The two printers have different mean printing times.

9.6.3 Two-sample test with unequal variances

If the variances of the two populations are unequal (based on \(F\)-test):

\[t = \frac{\bar x_d - \mu_d}{\sqrt{\frac{s_1^2}{n} + \frac{s_2^2}{m}}}\]

t_score <- (xbar_d - mu_d) /sqrt(s1^2/n + s2^2/m)
t_score
[1] 2.439594
(t_critical <- qt(0.975, df = n - 1 + m -1))
[1] 2.100922
pt(t_score, df = n -1 + m -1, lower.tail = FALSE) * 2
[1] 0.02528077
t.test(x ~ printer, var.equal = FALSE, alternative = "two.sided", mu = 0, data = dtf)

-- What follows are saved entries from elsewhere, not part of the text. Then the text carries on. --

PR #429, opened 2025-09-15
Cld 630/jira pkg

bytesizedroll:


jira/client.go
```diff
@@ -0,0 +1,90 @@
...
+	baseURL    string
+	username   string
+	token      string
+	httpClient *http.Client
+}
+
+// JiraIssue represents a JIRA issue response
+type JiraIssue struct {
+	Key    string                 `json:"key"`
+	Fields map[string]interface{} `json:"fields"`
```
DimitriosNaikopoulos, line 26: Should this be:


```suggestion
	Fields map[string]any `json:"fields"`
```

jira/client_test.go
```diff
@@ -0,0 +1,326 @@
...
+				t.Errorf("Expected token %s, got %s", tt.token, client.token)
+			}
+
+			if client.httpClient == nil {
+				t.Errorf("Expected httpClient to be set")
+			}
+
+			if client.httpClient.Timeout != 30*time.Second {
+				t.Errorf("Expected timeout 30s, got %v", client.httpClient.Timeout)
+			}
```
DimitriosNaikopoulos, line 91: Should we use `assert` for testing since we are using it for other tests? 

eg `assert.Equal(...)`

jira/client_test.go
```diff
@@ -0,0 +1,326 @@
...
+			if err != nil {
+				t.Errorf("Unexpected error: %v", err)
+
+				return
+			}
+
+			if client == nil {
+				t.Errorf("Expected client but got nil")
+
+				return
```
DimitriosNaikopoulos, line 69: Could use `assert.Nil()`

jira/config.go
DimitriosNaikopoulos, line 1: I wonder if this should be part of the existing config loading pkg https://github.com/smartcontractkit/chainlink-deployments-framework/tree/main/engine/cld/config 🤔 Thoughts?

jira/config.go
```diff
@@ -0,0 +1,130 @@
...
+	domainName := parts[0]
+	domainPath := filepath.Join(domainsPath, domainName)
+
+	// Verify the domain directory exists
+	if _, err := os.Stat(domainPath); err != nil {
+		return "", fmt.Errorf("domain directory does not exist: %s", domainPath)
+	}
+
+	return domainPath, nil
+}
```
DimitriosNaikopoulos, line 130: Should the domain be provided by the caller? Then we will not need to find it based on the current working directory 🤔

jira/config_test.go
DimitriosNaikopoulos, line 1: Same as above test file can use `assert` and `require` for testing

jira/converter.go
```diff
@@ -0,0 +1,55 @@
...
+		return zero, fmt.Errorf("failed to load domain JIRA config: %w", err)
+	}
+
+	// Extract all JIRA field names from the field maps
+	var fieldsToFetch = config.GetJiraFields()
+
+	var domain = strings.ToUpper(config.Domain)
+
+	// 2. Get JIRA token from environment variable
+	token := os.Getenv("JIRA_TOKEN_" + domain)
```
DimitriosNaikopoulos, line 31: I think we don't want to expose this to the framework. Instead the caller should call `NewClient` and provide the client as an input in `JiraToStruct` function

jira/mapping.go
```diff
@@ -0,0 +1,104 @@
...
+	var result T
+
+	if issue == nil {
+		return result, errors.New("nil issue")
+	}
+	if config == nil {
+		return result, errors.New("nil config")
+	}
+
+	remappedData := make(map[string]interface{}, len(config.FieldMaps))
```
DimitriosNaikopoulos, line 21: I think usually the linter flags this as:


```suggestion
	remappedData := make(map[string]any, len(config.FieldMaps))
```

jira/mapping.go
```diff
@@ -0,0 +1,104 @@
...
+	if err := json.Unmarshal(jsonBytes, &result); err != nil {
+		return result, fmt.Errorf("failed to unmarshal to target struct (type mismatch - user specified wrong type): %w", err)
+	}
+
+	return result, nil
+}
+
+// getByPath resolves a dotted path against the Jira issue.
+// If the path doesn't start with "fields." or "key", it's treated as "fields.<path>".
+func getByPath(issue *JiraIssue, path string) (interface{}, bool) {
```
DimitriosNaikopoulos, line 51:
```suggestion
func getByPath(issue *JiraIssue, path string) (any, bool) {
```

jira/mapping.go
```diff
@@ -0,0 +1,104 @@
...
+	if issue == nil || path == "" {
+		return nil, false
+	}
+
+	if !strings.HasPrefix(path, "fields.") && path != "key" && !strings.HasPrefix(path, "key.") {
+		path = "fields." + path
+	}
+
+	root := map[string]interface{}{
```
DimitriosNaikopoulos, line 60:
```suggestion
	root := map[string]any{
```

DimitriosNaikopoulos (commented):
A couple of comments about:
- Where the pkg should live
- Using the same testing libraries as with other tests
- Use of `any` instead of `interface{}` (I thought the linter complains about that 🤔 )

engine/cld/config/config.go
```diff
@@ -23,6 +24,10 @@ type Config struct {
 	// and deployment settings. This configuration varies between environments
 	// (development, staging, production) and contains sensitive data.
 	Env *cfgenv.Config
+
+	// Jira contains JIRA integration configuration including connection details
+	// and field mappings for using JIRA in resolvers.
+	Jira *cfgjira.JiraConfig
```
graham-chainlink, line 30: Following the above pattern `cfgenv.Config`, should  we just call JiraConfig  JIRA, eg `cfgjira.Config` ?
```suggestion
	Jira *cfgjira.Config
```

graham-chainlink (commented):
i think you need to run `go mod tidy` on the root go.mod file

engine/cld/config/domain/domain.go
```diff
@@ -59,6 +62,13 @@ func (cfg *DomainConfig) validate() error {
 		}
 	}
 
+	// Validate JIRA config if present (it's optional)
+	if cfg.Jira != nil {
+		if err := cfg.Jira.Validate(); err != nil {
+			return errors.Join(errors.New("invalid JIRA configuration"), err)
```
jkongie, line 68: The standard way to propagate errors is to wrap the error rather than join. Joining is generally used when you want to group errors at the same level, rather than an error coming up from a call 

```suggestion
			return fmt.Errorf("invalid JIRA configuration: %w", err)
```

engine/cld/config/config.go
```diff
@@ -38,8 +43,16 @@ func Load(dom fdomain.Domain, env string, lggr logger.Logger) (*Config, error) {
 		return nil, fmt.Errorf("failed to load env config: %w", err)
 	}
 
+	jiraCfg, err := LoadJiraConfig(dom)
+	if err != nil {
+		// JIRA config is optional, so we only log the error and continue
+		lggr.Warnf("JIRA config not available: %v", err)
```
jkongie, line 49: Since Jira config is optional, we should use `Info` instead of `Warn`.

Or better yet make a distinction between the jira config not present vs an actual error loading the config.

This would allow you to continue when it is not present, but error when they provide it but it is not valid

engine/cld/config/jira.go
```diff
@@ -0,0 +1,27 @@
...
+
+	// Load the full domain config (this handles validation including JIRA)
+	domainConfig, err := domain.Load(domainConfigPath)
+	if err != nil {
+		return nil, err
+	}
+
+	// Extract the JIRA config (validation already done by domain.Load)
+	if domainConfig.Jira == nil {
+		return nil, errors.New("no JIRA configuration found in domain config")
```
jkongie, line 23: If you return a sentinel error here, you can make a decide how you want to handle it at the call site.

`var ErrConfigNotFound = errors.New("no Jira configuration found in domain config")`

jira/client.go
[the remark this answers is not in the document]
jkongie: I think this does belong in the engine since it is the only place it is used.

engine/cld/config/config.go
bytesizedroll: done

PR #437, opened 2025-09-16
refactor!: refactor LoadOffchainClient arguments

jkongie:
[BREAKING CHANGE] Refactors the offchain client arguments to remove unnecessary arguments. Converts some of the arguments into functional options with defaults.

Adds tests for the offchain client.


engine/cld/legacy/cli/commands/jd.go
```diff
@@ -1061,7 +1062,10 @@ func loadOffchainClient(
 		return nil, err
 	}
 
-	return offchain.LoadOffchainClient(ctx, domain, envKey, cfg, lggr, true)
+	return offchain.LoadOffchainClient(ctx, domain, cfg.Offchain.JobDistributor,
```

    Welch Two Sample t-test

data:  x by printer
t = 2.4396, df = 17.985, p-value = 0.02529
alternative hypothesis: true difference in means between group Printer1 and group Printer2 is not equal to 0
95 percent confidence interval:
 0.4163193 5.5836807
sample estimates:
mean in group Printer1 mean in group Printer2 
                    23                     20 

9.6.4 Paired samples

When the samples are matched, treat the differences as a one-sample \(t\) test.

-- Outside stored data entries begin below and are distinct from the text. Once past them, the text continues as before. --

PR #439, opened 2025-09-16
[CLD-634]: test: separate unit and provider tests

graham-chainlink:
In order to reduce tests execution time, i broken the original test step into 2, one for normal tests and the other for provider tests (with docker containers). By running both parallely, tests should finish faster.

Originally the test runs for around 5 minutes, now since we broken it down into 2 , the provider tests take 3 min and the non provider tests take 1 min , so max of both of them is 3.5 min, so we shave off ~1.5-2 minutes through my initial observation.

Screenshot 2025-09-16 at 11 39 40 pm

JIRA: https://smartcontract-it.atlassian.net/browse/CLD-634

### DIFF
--- a/.github/workflows/pull-request-main.yml
+++ b/.github/workflows/pull-request-main.yml
@@ -38,20 +38,42 @@ jobs:
       actions: read
     steps:
       - name: Build and test
-        uses: smartcontractkit/.github/actions/ci-test-go@eeb76b5870e3c17856d5a60fd064a053c023b5f5 # ci-test-go@1.0.0
+        uses: smartcontractkit/.github/actions/ci-test-go@dfcba48f05933158428bce867d790e3d5a9baa6b # ci-test-go@1.1.0
+        with:
+          # disable the checkptr runtime check due a false positive in github.com/xssnick/tonutils-go
+          # causing tests in ci to fail "fatal error: checkptr: pointer arithmetic result points to invalid allocation"
+          # https://github.com/xssnick/tonutils-go/issues/310
+          # Exclude provider packages which use Docker containers
+          go-test-cmd: go test -race -gcflags=all=-d=checkptr=0 -coverprofile=coverage.txt $(go list ./... | grep -v '/provider')
+          use-go-cache: true
+          artifact-name: unit-tests
+
+  ci-test-provider:
+    name: Provider Tests
+    runs-on: ubuntu-latest
+    timeout-minutes: 10
+    permissions:
+      id-token: write
+      contents: read
+      actions: read
+    steps:
+      - name: Build and test provider packages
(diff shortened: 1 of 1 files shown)


.github/workflows/pull-request-main.yml
```diff
@@ -38,20 +38,42 @@ jobs:
...
+      - name: Build and test provider packages
+        uses: smartcontractkit/.github/actions/ci-test-go@dfcba48f05933158428bce867d790e3d5a9baa6b # ci-test-go@1.1.0
         with:
           # disable the checkptr runtime check due a false positive in github.com/xssnick/tonutils-go
           # causing tests in ci to fail "fatal error: checkptr: pointer arithmetic result points to invalid allocation"
           # https://github.com/xssnick/tonutils-go/issues/310
           # -p 2 -parallel 3 = 2 packages, 3 tests max = 6 containers max
-          go-test-cmd: go test -race -gcflags=all=-d=checkptr=0 -p 2 -parallel 3 -coverprofile=coverage.txt $(go list ./...)
+          # Only run provider packages which use Docker containers
+          go-test-cmd: go test -race -gcflags=all=-d=checkptr=0 -p 2 -parallel 3 -coverprofile=coverage.txt $(go list ./... | grep '/provider')
```
jkongie, line 68: Would it be better to use build flags instead of managing this by grepping for a dir name?

.github/workflows/pull-request-main.yml
```diff
@@ -38,20 +38,42 @@ jobs:
...
+        with:
+          # disable the checkptr runtime check due a false positive in github.com/xssnick/tonutils-go
+          # causing tests in ci to fail "fatal error: checkptr: pointer arithmetic result points to invalid allocation"
+          # https://github.com/xssnick/tonutils-go/issues/310
+          # Exclude provider packages which use Docker containers
+          go-test-cmd: go test -race -gcflags=all=-d=checkptr=0 -coverprofile=coverage.txt $(go list ./... | grep -v '/provider')
+          use-go-cache: true
+          artifact-name: unit-tests
+
+  ci-test-provider:
```
jkongie, line 51: Adding a new test here will miss the required check. We will have to update branch protections to ensure this is covered

graham-chainlink: yeah, i am aware of this, once this PR is merged, i will update the github checks

.github/workflows/pull-request-main.yml
graham-chainlink: i tried using build tags but it didn felt better, maybe worst. Because of the build behavior

- `go test -tag=docker ./...`  includes all tests without tags and tests with docker tag
- `go test ./...` includes all tests without tags.

Do you see the overlap? Because the go build will include files without tags and not the opposite which is want we want here. So we cant just use build tags. Where as the current approach i have in the PR is simple enough to maintain for now.

jkongie (approved):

Example: Weight-loss program.

Ten people take part in a weight-loss program. They weigh before starting the program, and weigh again after the one-month program. Do they really lose weight?

  1. Hypotheses:
  • \(\mu_\mathrm{diff} = \mu_\mathrm{before} - \mu_\mathrm{after}\). \(H_0: \mu_\mathrm{diff} \le 0, H_1: \mu_\mathrm{diff} > 0\)
  • Reject \(H_0\)? Given \(\alpha = 0.05\).
  1. Collect data.
wl <- data.frame(
  id = LETTERS[1:10],
  before = c(198, 201, 210, 185, 204, 156, 167, 197, 220, 186),
  after = c(194, 203, 200, 183, 200, 153, 166, 197, 215, 184))
wl$diff <- wl$before - wl$after
id before after diff
A 198 194 4
B 201 203 -2
C 210 200 10
D 185 183 2
E 204 200 4
F 156 153 3
G 167 166 1
H 197 197 0
I 220 215 5
J 186 184 2
Data of the weight-loss program.
  1. Calculate a test statistic.

\[t = \frac{\bar d - \mu_d}{s_d}\]

d_bar <- mean(wl$diff)
mu_d <- 0
s_d <- sd(wl$diff) / sqrt(nrow(wl))
(t_score <- (d_bar - mu_d) / s_d)
[1] 2.82414
(t_critical <- qt(0.95, df = nrow(wl) - 1))
[1] 1.833113
pt(t_score, df = nrow(wl) - 1, lower.tail = FALSE)
[1] 0.009955992
  1. Decision.

As \(t_\mathrm{score} > t_\mathrm{critical, 1-\alpha}\), we can reject \(H_0\) at \(\alpha = 0.05\).

One step:

t.test(wl$before, wl$after, alternative = "greater", paired = TRUE)

    Paired t-test

data:  wl$before and wl$after
t = 2.8241, df = 9, p-value = 0.009956
alternative hypothesis: true mean difference is greater than 0
95 percent confidence interval:
 1.017647      Inf
sample estimates:
mean difference 
            2.9 
  1. Conclusion.

They really lose weight.

9.7 Readings

  • Applied Environmental Statistics with R - Chapter 9

9.8 Highlights

  • Carry out a step-by-step \(t\)-test for a scientific question.
    • State \(H_0\) and \(H_1\).
    • Calculate the critical value for a given \(\alpha\).
    • Calculate the testing statistics (\(t\) score).
    • Draw a conclusion for the scientific question.